An example where Root Guard could cause issues... If you have an L2 switched design with a primary and secondary STP root that are directly interconnected, and that direct link fails, STP will need to re-elect root ports via downstream access-layer links. If those downstream ports have Root Guard configured, they will transition to root-inconsistent state, preventing STP from converging correctly

I am actually of the opinion that Root Guard in general is best used to interconnect other L2 switched domains under other administrative control, not between links to trusted managed network devices within one administrative domain. Root Guard can, as described above, fundamentally undermine the nature of STP Convergence. A switch you may never intend to become root may need to become root as part of a failover scenario. Not all networks are privy to resilient design, switch stacking technology, and/or are configured according to best practice for Root Guard to be effective.

Sometimes rambling can provide a lot of useful information; hopefully that is somewhat useful or welcomes discussion!

Hello @carl_townshend 

Root guard should be enabled only on downstream facing ports where the switch must never receive a superior BPDU... So, core-to-distrib and distrib-to-access links.

It should'nt be enable on uplinks toward the root bridge or on redundant inter-switch links where stp need to converge "normally".

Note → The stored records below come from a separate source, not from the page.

PR #10, opened 2015-02-12
Added new configuration property buildSourceDir

confile:
When you use java annotation processing like in Dagger2 you need to specify where the additional generated source is located. 

Using ``buildSourceDir`` in your config lets you define it.

There one problem you might be able to solve quickly. When doing ``gradle j2objcTranslate`` the second time it only restarts the task if sources in ``src/mani/java``have been change. My buildSourceDir is: 

```
buildSourceDir "${projectDir}/build/source/apt"
```

The translation task is not done a second time if files have changed. Could you fix that?

### DIFF
--- a/j2objc.gradle
+++ b/j2objc.gradle
@@ -83,8 +83,8 @@ class J2objcPluginExtension {
     // Where to copy generated files (excludes test code and executable)
     String destDir = null
 
-	// Additional sources that should be included on the classpath, e.g., java annotation processor source files
-	String buildSourceDir = null 
+    // Additional sources that should be included on the classpath, e.g., java annotation processor source files
+    String buildSourceDir = null 
 
     // Path to j2objc distribution
     String j2objcHome = null
@@ -320,12 +320,12 @@ class J2objcTranslateTask extends DefaultTask {
         println "Deleting j2objc build dir: " + destDir.path
         project.delete destDir.path
 
-		def buildSourceDir = project.j2objcConfig.buildSourceDir
-		println "buildSourceDir: "+buildSourceDir		
-		if (buildSourceDir) {
-			def buildSrcFiles = project.files(project.fileTree(dir: buildSourceDir, includes: ["**/*.java"]))
-			srcFiles += buildSrcFiles
-		}
+	def buildSourceDir = project.j2objcConfig.buildSourceDir
+	println "buildSourceDir: "+buildSourceDir		
+	if (buildSourceDir) {
+		def buildSrcFiles = project.files(project.fileTree(dir: buildSourceDir, includes: ["**/*.java"]))
+		srcFiles += buildSrcFiles
+	}
 
         srcFiles = J2objcUtils.fileFilter(srcFiles,
                 project.j2objcConfig.translateIncludeRegex,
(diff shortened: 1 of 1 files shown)


j2objc.gradle
```diff
@@ -83,6 +83,9 @@ class J2objcPluginExtension {
     // Where to copy generated files (excludes test code and executable)
     String destDir = null
 
+	// Additional sources that should be included on the classpath, e.g., java annotation processor source files
+	String buildSourceDir = null 
+
```
brunobowden: Definitely use spaces instead of tabs. Tabs can be very inconsistent across platforms.

j2objc.gradle
```diff
@@ -317,6 +320,13 @@ class J2objcTranslateTask extends DefaultTask {
         println "Deleting j2objc build dir: " + destDir.path
         project.delete destDir.path
 
+		def buildSourceDir = project.j2objcConfig.buildSourceDir
+		println "buildSourceDir: "+buildSourceDir		
+		if (buildSourceDir) {
+			def buildSrcFiles = project.files(project.fileTree(dir: buildSourceDir, includes: ["**/*.java"]))
+			srcFiles += buildSrcFiles
+		}
+
```
brunobowden: Tabs => Spaces

j2objc.gradle
confile: okay thanks for the hint

confile:
Okay now it should be fine.

brunobowden:
@confile - thanks for the change, I need to get dagger working so I can
properly understand the change. I also want to make sure that it works
correctly with the gradle dependencies. I'm not sure if generated code
should be part of @InputFiles on each task - something that gradle uses to
check when files are out of date. My sense is that this shouldn't be an
issue as they're generated but that's what I'm trying to figure out.

confile:
Okay let me know when you get dagger2 running. From my point of view it is only a small step left. I posted you the configuration you need to get it running. Just use the atp plugin and it works and be sure to use the dagger sources with dependencies not the one without.

brunobowden:
I'm concerned the apt plugin may be an issue.... I'm using a shared project
without any android dependencies and I believe that apt depends on that. I
will get this working ;-)

j2objc.gradle
```diff
@@ -83,6 +83,9 @@ class J2objcPluginExtension {
     // Where to copy generated files (excludes test code and executable)
     String destDir = null
 
+    // Additional sources that should be included on the classpath, e.g., java annotation processor source files
+    String buildSourceDir = null
```
brunobowden: Rename:
buildSourceDir => generatedSourceDir

Change comment to:
   // Only generated source files, e.g. from dagger annotations. The script will
   // ignore changes in this directory so they must be limited to generated files.

brunobowden:
@confile - I had one change for you on naming and then I'll merge the request.

confile:
@brunobowden Okay I did the change. Did you make any progress on Dagger2 integration?

brunobowden:
Can you also change the comment as well - I put in a note about indicating
theat it's ONLY generated files, so people don't add other sources by
mistake.

brunobowden:
I haven't made progress on dagger. I'm being pulled away to something else
for a week or two and then I'll return. Annoying I haven't got it up and
running yet.

confile:
@brunobowden Comment changed

confile:
Thank you!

On user-facing ports, BPDU guard is preferred instead of root guard.

Hi,

   If in your case access switches are connected to core / dsitributuion switches, where core / distribution switches would be your STP root bridge (primary and secondary in case of redundancy at this level), you would enable Root Guard on the core / distribution switches, on the downstream ports facing access switches.

Thanks,

Cristian.

Hello
Access-Switches
you don’t want root guard applied on these as they require resilience between your distribution, it can be argued that RG on the edge ports, but unless they are being trunked ( not administrative mode of access ) not applicable

Distribution
Not to be applied anywhere.

Core
Defiantly applicable to be applied on STP domain boundary ports
Again it can be argued also on downstream links towards the distribution, However it all depends on how the cores interact with each other and the distribution, if they are only interconnected via distribution switches then it will not be feasible to apply RG on downstream links 

@carl_townshend , from the multiple replies, possibly it seems there's some difference of opinion regarding application of Root Guard.  However most of those differences are based on personal preferences.

At one end of the spectrum, you might not bother at all.  This might be if you see it as a low risk of it happening or, in modern networks, which are L3, there's no real major multi node L2 domain.

The other end of the spectrum, is you apply Root Guard every where you can that will insure the L2 network functions as you intend without any possible disruption.  This, though, has to be done with great care.  One might assume we only want our one root switch to be the root or the secondary, but what if the L2 network breaks and becomes partitioned?

So, the Cisco recommended best practice, if you're going to use this feature at all, you use it on an administrative boundary where your administrative neighbor could "accidentally" replace your root with one of their switches.  As such administrative boundaries are often some leaf in a larger L2 topology, often the root being there could be very impactful.

Above I mentioned L3 often avoids the need for Root Guard, but even in L3 we might use controled redistribution between ASs.  Same boundary concept.

As to edge ports, we shouldn't be receiving BPDUs on them, which is why BPDU Guard is recommended for those.  As it blocks all BPDUs it, and BPDU filter, negate any need for using Root Guard.

Possibly an interesting question to all our posted replies, do you always use Root Guard as described?

Personally, I don't recall ever using it.  Firstly, networks I've supported have been L3, or if not, migrated to L3.  Second, very rare had a shared L2 topology with an administrative boundary, and the one instance I recall, used BPDU Filter.